## Records supplied
Issue #356, opened 2023-11-14
Update Python VSCode settings


Loedn:
The old settings for formatting/linting have all been deprecated in favour of dedicated extensions. We need to update all of our repositories to reflect such upgrade.

Useful docs vscode-python [release notes](https://github.com/microsoft/vscode-python/releases/tag/v2023.20.0), migration [guide](https://github.com/microsoft/vscode-python/wiki/Migration-to-Python-Tools-Extensions).

We should also explore using Ruff only rather than Ruff+Black as Ruff is faster

negar-abbasi:
The repos are now update with the new VSCode-Python formatting/linting settings.
While Ruff formatter shows promise for faster processing, it's currently in a beta yet production-ready state. Considering this, we've decided to stick with the Black formatter for our templates until there is a stable release of the Ruff formatter. However, for repos like `algokit-cli` and `algokit-utils-py`, where we can swiftly manage changes, we've switched to Ruff for formatting.

PR #359, opened 2023-11-21
chore: ruff improvements

negar-abbasi:
Fixes #

## Proposed Changes

  - updating vscode setting as formatting/linting have been deprecated in favour of dedicated extensions
  - working with ruff formatter instead of black

### DIFF
--- a/.vscode/settings.json
+++ b/.vscode/settings.json
@@ -3,7 +3,8 @@
   "editor.formatOnSave": true,
   "editor.codeActionsOnSave": {
     // Don't want to use isort because it conflicts with Ruff - see run on save below
-    "source.organizeImports": false
+    "source.organizeImports": false,
+    "source.fixAll": true
   },
   "editor.defaultFormatter": "esbenp.prettier-vscode",
   "files.exclude": {
@@ -32,33 +33,34 @@
     }
   },
   "python.analysis.extraPaths": ["${workspaceFolder}/src"],
-  "python.formatting.provider": "black",
   "[python]": {
     // https://dev.to/eegli/quick-guide-to-python-formatting-in-vs-code-2040
-    "editor.defaultFormatter": null
+    "editor.defaultFormatter": "charliermarsh.ruff"
   },
   "python.analysis.typeCheckingMode": "basic",
-  "python.linting.enabled": true,
-  "python.linting.lintOnSave": true,
-  "ruff.importStrategy": "fromEnvironment",
-  "python.linting.pylintEnabled": false,
-  "python.linting.mypyEnabled": false,
+  "ruff.lint.run": "onSave",
+  "ruff.lint.args": ["--config=pyproject.toml"], // not sure yet
+  "ruff.importStrategy": "fromEnvironment", // needed
+  "ruff.fixAll": true, //lint and fix all files in workspace   // not needed
+  "ruff.organizeImports": false, //organize imports on save   // not needed
+
   "mypy.configFile": "pyproject.toml",
   // set to empty array to use config from project
   "mypy.targets": [],
   "mypy.runUsingActiveInterpreter": true,
-  "python.linting.banditEnabled": false,
-  "python.linting.prospectorEnabled": false,
-  "python.linting.pydocstyleEnabled": false,
-  "python.linting.pycodestyleEnabled": false,
   "python.testing.unittestEnabled": false,
   "python.testing.pytestEnabled": true,
   "emeraldwalk.runonsave": {
     "commands": [
+      // Run Ruff formatter on save of Python file
+      // {
+      //   "match": "\\.py$",
+      //   "cmd": "${workspaceFolder}/.venv/bin/ruff format ${file}"
+      // },
       // Run Ruff linter on save of Python file
       {
         "match": "\\.py$",
-        "cmd": "${workspaceFolder}/.venv/bin/ruff ${file} --fix"
+        "cmd": "${workspaceFolder}/.venv/bin/ruff ${file} --fix" // not sure it is really needed -- see without extension
       }
     ]
   },
--- a/.vscode/settings.json
+++ b/.vscode/settings.json
@@ -38,11 +38,18 @@
     "editor.defaultFormatter": "charliermarsh.ruff"
   },
   "python.analysis.typeCheckingMode": "basic",
+  "ruff.enable": true,
   "ruff.lint.run": "onSave",
-  "ruff.lint.args": ["--config=pyproject.toml"], // not sure yet
-  "ruff.importStrategy": "fromEnvironment", // needed
-  "ruff.fixAll": true, //lint and fix all files in workspace   // not needed
-  "ruff.organizeImports": false, //organize imports on save   // not needed
+  "ruff.lint.args": ["--config=pyproject.toml"],
+  "ruff.importStrategy": "fromEnvironment",
+  "ruff.fixAll": true, //lint and fix all files in workspace
+  "ruff.organizeImports": true, //organize imports on save
+  "ruff.codeAction.disableRuleComment": {
+    "enable": true
+  },
+  "ruff.codeAction.fixViolation": {
+    "enable": true
+  },
 
   "mypy.configFile": "pyproject.toml",
   // set to empty array to use config from project
@@ -52,12 +59,6 @@
   "python.testing.pytestEnabled": true,
   "emeraldwalk.runonsave": {
     "commands": [
-      // Run Ruff formatter on save of Python file
-      // {
-      //   "match": "\\.py$",
-      //   "cmd": "${workspaceFolder}/.venv/bin/ruff format ${file}"
-      // },
-      // Run Ruff linter on save of Python file
       {
         "match": "\\.py$",
         "cmd": "${workspaceFolder}/.venv/bin/ruff ${file} --fix" // not sure it is really needed -- see without extension
--- a/.vscode/settings.json
+++ b/.vscode/settings.json
@@ -3,7 +3,7 @@
   "editor.formatOnSave": true,
   "editor.codeActionsOnSave": {
     // Don't want to use isort because it conflicts with Ruff - see run on save below
-    "source.organizeImports": false,
+    "source.organizeImports": true,
     "source.fixAll": true
   },
   "editor.defaultFormatter": "esbenp.prettier-vscode",
--- a/.vscode/settings.json
+++ b/.vscode/settings.json
@@ -34,7 +34,6 @@
   },
   "python.analysis.extraPaths": ["${workspaceFolder}/src"],
   "[python]": {
-    // https://dev.to/eegli/quick-guide-to-python-formatting-in-vs-code-2040
     "editor.defaultFormatter": "charliermarsh.ruff"
   },
   "python.analysis.typeCheckingMode": "basic",
@@ -61,7 +60,7 @@
     "commands": [
       {
         "match": "\\.py$",
-        "cmd": "${workspaceFolder}/.venv/bin/ruff ${file} --fix" // not sure it is really needed -- see without extension
+        "cmd": "${workspaceFolder}/.venv/bin/ruff ${file} --fix"
       }
     ]
   },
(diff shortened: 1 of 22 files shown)


.vscode/settings.json
```diff
@@ -3,7 +3,8 @@
   "editor.formatOnSave": true,
   "editor.codeActionsOnSave": {
     // Don't want to use isort because it conflicts with Ruff - see run on save below
-    "source.organizeImports": false
+    "source.organizeImports": false,
```
robdmoore, line 6: We might be able to make this true if isort doesn't get run anymore with the default formatter change

pyproject.toml
```diff
@@ -115,6 +114,10 @@ ignore = [
   "ANN102", # no type for cls
   "SIM108", # allow if-else in place of ternary
   "RET505", # allow else after return
+  "Q001", # bad quotes
+  "Q002", # bad quotes docstring
+  "Q003", # avoidable escaped quotes
```
robdmoore, line 119: Are the ruff settings compatible with Black formatting we had previously?

pyproject.toml
```diff
@@ -143,9 +146,6 @@ target-version = "py310"
 allow-star-arg-any = true
 suppress-none-returning = true
 
-[tool.black]
-line-length = 120
```
robdmoore, line 147: Is this the default for ruff or should we specify it?

src/algokit/cli/tasks/mint.py
```diff
@@ -211,7 +211,10 @@ def mint(  # noqa: PLR0913
 
     client = load_algod_client(network)
     validate_balance(
-        client, creator_account, 0, algos_to_microalgos(ASSET_MINTING_MBR)  # type: ignore[no-untyped-call]
+        client,
```
robdmoore, line 214: Is this a formatting change? Ideally we want to avoid formatting differences to reduce churn on source files as they get edited.

robdmoore (approved):

pyproject.toml
negar-abbasi: The default is 88. It has been specified [here](https://github.com/algorandfoundation/algokit-cli/blob/472e6799546a5439c42c7ffedc30620096638c34/pyproject.toml#L61)

src/algokit/cli/tasks/mint.py
negar-abbasi: Ruff claims that Black-formatted projects like Django and Zulip, > 99.9% of lines are formatted identically and non-Black-formatted code, the formatter makes some different decisions than Black.
So either way there will be little changes. I think this is one of the 0.01% cases.

pyproject.toml
negar-abbasi: Yes for this project they are ok. I will add more of the conflicts for the later as well.

src/algokit/cli/tasks/mint.py
achidlow: https://docs.astral.sh/ruff/formatter/black/

CONTRIBUTING.md
```diff
@@ -16,7 +16,7 @@ AlgoKit development is done within the [AlgoKit Guiding Principles](./docs/algok
 2. Install pre-requisites:
 
    - Manually:
-     - Install `Python` - [Link](https://www.python.org/downloads/): The minimum required version is `3.10`. It is also recommended to use `3.10` for development so dependencies on higher versions are not introduced, and to avoid debugging issues with `3.11`(see https://github.com/fabioz/PyDev.Debugger/issues/234 and https://github.com/microsoft/debugpy/issues/939)
+     - Install `Python` - [Link](https://www.python.org/downloads/): The minimum required version is `3.10`. It is also recommended to use `3.10` for development so dependencies on higher versions are not introduced, and to avoid debugging issues with `3.10`(see <https://github.com/fabioz/PyDev.Debugger/issues/234> and <https://github.com/microsoft/debugpy/issues/939>)
```
achidlow, line 19: this should still say `3.11`

pyproject.toml
```diff
@@ -113,8 +112,15 @@ select = [
...
-  "SIM108", # allow if-else in place of ternary
+  "E111", # indentation is not a multiple of four
+  "E117", # over-indented
+  "Q000", # bad quotes inline string
+  "Q001", # bad quotes multiline string
+  "Q002", # bad quotes docstring
+  "Q003", # avoidable escaped quotes
   "RET505", # allow else after return
+  "SIM108", # allow if-else in place of ternary
+  "W191", # indentation contains tabs
```
achidlow, line 123: indentation should never contain tabs

pyproject.toml
achidlow: why did these need to be added? in general, trying to keep a minimal ignore list is preferred

src/algokit/core/proc.py
```diff
@@ -86,7 +86,7 @@ def run_interactive(
     command_str = " ".join(command)
     logger.debug(f"Running '{command_str}' in '{cwd or Path.cwd()}'")
 
-    result = subprocess_run(command, cwd=cwd, env=env)
+    result = subprocess_run(command, cwd=cwd, env=env, check=True)
```
achidlow, line 89: this should't be `check=True` that will cause an exception, the result code is being checked explicitly below instead.
did it hit a linting rule? if so, can explicitly specify default of `check=False`

src/algokit/core/tasks/vanity_address.py
```diff
@@ -124,7 +124,7 @@ def generate_vanity_address(keyword: str, match: MatchType) -> VanityAccount:
     """
     jobs: list[Process] = []
 
-    def signal_handler(sig: int, frame: types.FrameType | None) -> Any | None:
+    def signal_handler(sig: int, frame: types.FrameType | None) -> Any | None:  # noqa: ANN401
```
achidlow, line 127: you could type this as returning `object` instead I think? then no need for the `noqa`

src/algokit/core/version_prompt.py
```diff
@@ -44,7 +44,7 @@ def get_latest_version_or_cached() -> str | None:
     version_check_path = get_app_state_dir() / "last-version-check"
 
     try:
-        last_checked = os.path.getmtime(version_check_path)
+        last_checked = Path.stat(version_check_path).st_mtime
```
achidlow, line 47: since `version_check_path` is already a `Path` object, this should just be `version_check_path.stat().st_mtime`

tests/init/test_init.py
```diff
@@ -253,7 +253,7 @@ def test_init_minimal_interaction_required_yes_git_no_network(
     paths = {p.relative_to(created_dir) for p in created_dir.iterdir()}
     assert paths == {Path(".git"), Path("myapp")}
     git_rev_list = subprocess.run(
-        ["git", "rev-list", "--max-parents=0", "HEAD"], cwd=created_dir, capture_output=True, text=True
+        ["git", "rev-list", "--max-parents=0", "HEAD"], cwd=created_dir, capture_output=True, text=True, check=True
```
achidlow, line 256: similarly, the `returncode` here is being asserted below, which is prefereable to raising an exception here (ie causes a test failure rather than a test error)

tests/init/test_init.py
```diff
@@ -456,7 +456,7 @@ def test_init_ask_about_git(tmp_path_factory: TempPathFactory, mock_questionary_
     paths = {p.relative_to(created_dir) for p in created_dir.iterdir()}
     assert paths == {Path("myapp"), Path(".git")}
     git_rev_list = subprocess.run(
-        ["git", "rev-list", "--max-parents=0", "HEAD"], cwd=created_dir, capture_output=True, text=True
+        ["git", "rev-list", "--max-parents=0", "HEAD"], cwd=created_dir, capture_output=True, text=True, check=True
```
achidlow, line 459: ditto

src/algokit/core/proc.py
negar-abbasi: It did, cool. I will set to False.

tests/localnet/conftest.py
```diff
@@ -7,13 +7,13 @@
 
 
 @pytest.fixture(autouse=True)
-def algod_health_fast_timings(mocker: MockerFixture) -> None:  # noqa: ignore[PT004]
+def algod_health_fast_timings(mocker: MockerFixture) -> None:  # noqa: PT004: ignore[PT004]
```
achidlow, line 10: why were we suppressing these instead of renaming the function to meet the linter rule?

tests/localnet/conftest.py
```diff
@@ -7,13 +7,13 @@
...
     mocker.patch("algokit.core.sandbox.DEFAULT_WAIT_FOR_ALGOD", 0.1)
     mocker.patch("algokit.core.sandbox.DEFAULT_HEALTH_TIMEOUT", 0.1)
 
 
 @pytest.fixture()
-def health_success(httpx_mock: HTTPXMock) -> None:  # noqa: ignore[PT004]
+def health_success(httpx_mock: HTTPXMock) -> None:  # noqa: PT004: ignore[PT004]
```
achidlow, line 16: ditto

pyproject.toml
negar-abbasi: We are adding their parent categories to be checked (like Q or E, W)

src/algokit/cli/tasks/mint.py
robdmoore: Cool, happy!

pyproject.toml
achidlow: oh cool, maybe group those together and have a comment around them pointing to that doc?

src/algokit/__init__.py
```diff
@@ -2,7 +2,7 @@
 import sys
 
 # this isn't beautiful, but to avoid confusing user errors we need this check before we start importing our own modules
-if sys.version_info < (3, 10, 0):
+if sys.version_info < (3, 10, 0):  # noqa: UP036
```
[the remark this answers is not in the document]
neilcampbell: Yeah it's weird, but reading https://github.com/astral-sh/ruff/issues/7258 what were doing by setting `target-version` is telling Ruff that we don't support versions less than that, so it's ok to suggest that you remove that code block (which is the suggested fix for UP036).

src/algokit/core/proc.py
neilcampbell: @negar-abbasi This seems to be still be `check=True`

debug.py
```diff
@@ -47,7 +47,7 @@
 os.chdir(vcs_root / "src")
 for command in commands_sequence or [""]:
     click.echo(click.style(f"> algokit -v {command}", bold=True), err=True)
-    run_result = subprocess.run([sys.executable, "-m", "algokit", "-v", *command.split()])
+    run_result = subprocess.run([sys.executable, "-m", "algokit", "-v", *command.split()], check=True)
```
neilcampbell, line 50: Should this be `check=False` as well?

neilcampbell (approved):

robdmoore:
Closes #356

negar-abbasi:
@robdmoore, in updating our templates, we got a warning regarding the ruff format:
> warning: `ruff format` is a work-in-progress, subject to change at any time, and intended for internal use only.
reviewing this with @neilcampbell, we realized that [ruff is in a beta version but production ready state](https://astral.sh/blog/the-ruff-formatter#production-ready). Given this uncertainty, it seems better to continue using the Black formatter for now and hold off on integrating ruff into our templates until it reaches a more stable release phase.

neilcampbell:
Just to add a bit more context to the above, we are planning to switch to Ruff for formatting in the repos we control and can easily handle any breaking changes in. We will however hold off on updating the templates until there is a stable release of the Ruff formatter, as to minimise any potentially impact to developer projects created from the templates.

achidlow:
Yep, that's a good plan - that's what I thought we'd be doing :)

.vscode/settings.json
```diff
@@ -3,7 +3,8 @@
   "editor.formatOnSave": true,
   "editor.codeActionsOnSave": {
     // Don't want to use isort because it conflicts with Ruff - see run on save below
-    "source.organizeImports": false
+    "source.organizeImports": true,
```
neilcampbell, line 6: You can probably remove the comment now.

## What to produce
Only the lines above that include the word "ternary" belong in the answer; copy each one.

## Response
   "SIM108", # allow if-else in place of ternary
-  "SIM108", # allow if-else in place of ternary
+  "SIM108", # allow if-else in place of ternary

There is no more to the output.